#### WORK TASK
One line at a time, check the entries below for the word "from", and copy each line that has it.
---*---
PR #269, opened 2026-07-15
feat(js)!: align bindings with client API

andrei-21:
Expose resolve policies and structured errors. Return the stored node
count from publish and use the core request timeout by default.

Normalize JavaScript naming and timestamp units, harden generated ESM
exports, and update documentation and tests for the revised API.

BREAKING CHANGE: resolve now requires a ResolvePolicy and rejects when
no packet is found. Remove resolveMostRecent, use camelCase Keypair
methods, return milliseconds from timestampMs, and remove isValid and
Utils.defaultRelays.


bindings/js/LICENSE
```diff
@@ -0,0 +1 @@
+../../LICENSE
```
SeverinAlexB: AI review but I think this could be correct:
---*---
#### RESULT OF THE EXERCISE
count from publish and use the core request timeout by default.
methods, return milliseconds from timestampMs, and remove isValid and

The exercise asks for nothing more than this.